The lines from the start of the data through the line with "## documentation" are to be returned verbatim; all later lines are to be omitted.

** Opening DATASET EXTRACT block **

PR #2139, opened 2020-03-02
Sim2h URL property override

zippy:
## PR summary

Adds an environment variable for overriding the sim2h_url value if set in the DNA property.  We need this for running final exam tests without changing DNA.

## testing/benchmarking notes

## followups

## changelog

```markdown
```

## documentation

### DIFF
--- a/crates/core/src/network/reducers/init.rs
+++ b/crates/core/src/network/reducers/init.rs
@@ -203,6 +203,7 @@ pub mod test {
 
         assert_eq!(result, ());
 
+        std::env::remove_var("HC_IGNORE_SIM2H_URL_PROPERTY");
         let network = network_state.network.expect("No network connection set");
         assert_eq!(network.p2p_endpoint().as_str(), "wss://localhost:9000/");
     }
--- a/crates/core/src/network/reducers/init.rs
+++ b/crates/core/src/network/reducers/init.rs
@@ -199,11 +199,11 @@ pub mod test {
 
         root_state = root_state.reduce(ActionWrapper::new(Action::InitializeChain(dna)));
 
+        std::env::remove_var("HC_IGNORE_SIM2H_URL_PROPERTY");
         let result = reduce_init(&mut network_state, &root_state, &action_wrapper);
 
         assert_eq!(result, ());
 
-        std::env::remove_var("HC_IGNORE_SIM2H_URL_PROPERTY");
         let network = network_state.network.expect("No network connection set");
         assert_eq!(network.p2p_endpoint().as_str(), "wss://localhost:9000/");
     }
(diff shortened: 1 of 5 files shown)


crates/core/src/network/reducers/init.rs
```diff
@@ -41,13 +41,18 @@ pub fn reduce_init(state: &mut NetworkState, root_state: &State, action_wrapper:
...
+                info!(
+                    "Found property 'sim2h_url' in DNA {} - overriding conductor wide sim2h URL with: {}",
+                    dna.address(),
+                    sim2h_url,
+                );
+                // ..override the conductor wide setting.
+                sim2h_config.sim2h_url = sim2h_url;
+            } else {
+                debug!(
+                    "DNA has 'sim2h_url' override property set, but it's ignored because HC_INGORE_SIM2H_URL_PROPERTY is set");
```
maackle:
```suggestion
                    "DNA has 'sim2h_url' override property set, but it's ignored because HC_IGNORE_SIM2H_URL_PROPERTY is set");
```

crates/core/src/network/reducers/init.rs
```diff
@@ -41,13 +41,18 @@ pub fn reduce_init(state: &mut NetworkState, root_state: &State, action_wrapper:
...
         // ..and we're configured to use sim2h...
         if let BackendConfig::Sim2h(sim2h_config) = &mut p2p_config.backend_config {
-            info!(
-                "Found property 'sim2h_url' in DNA {} - overriding conductor wide sim2h URL with: {}",
-                dna.address(),
-                sim2h_url,
-            );
-            // ..override the conductor wide setting.
-            sim2h_config.sim2h_url = sim2h_url;
+            if (std::env::var("HC_IGNORE_SIM2H_URL_PROPERTY").is_err()) {
```
AshantiMutinta:
```suggestion
            if std::env::var("HC_IGNORE_SIM2H_URL_PROPERTY").is_err() {
```

crates/core/src/network/reducers/init.rs
```diff
@@ -41,13 +41,18 @@ pub fn reduce_init(state: &mut NetworkState, root_state: &State, action_wrapper:
...
+                    "Found property 'sim2h_url' in DNA {} - overriding conductor wide sim2h URL with: {}",
+                    dna.address(),
+                    sim2h_url,
+                );
+                // ..override the conductor wide setting.
+                sim2h_config.sim2h_url = sim2h_url;
+            } else {
+                debug!(
+                    "DNA has 'sim2h_url' override property set, but it's ignored because HC_IGNORE_SIM2H_URL_PROPERTY is set");
+            }
```
AshantiMutinta: Does this mean we don't really care what value HC_IGNORE_SIM2H_URL_PROPERTY is set to, only as long as it exists in our env variables?

zippy: good point, I was being lazy and sloppy.  Fixed.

** Closing DATASET EXTRACT block **

(ANSWER):
PR #2139, opened 2020-03-02
Sim2h URL property override

zippy:
## PR summary

Adds an environment variable for overriding the sim2h_url value if set in the DNA property.  We need this for running final exam tests without changing DNA.

## testing/benchmarking notes

## followups

## changelog

```markdown
```

## documentation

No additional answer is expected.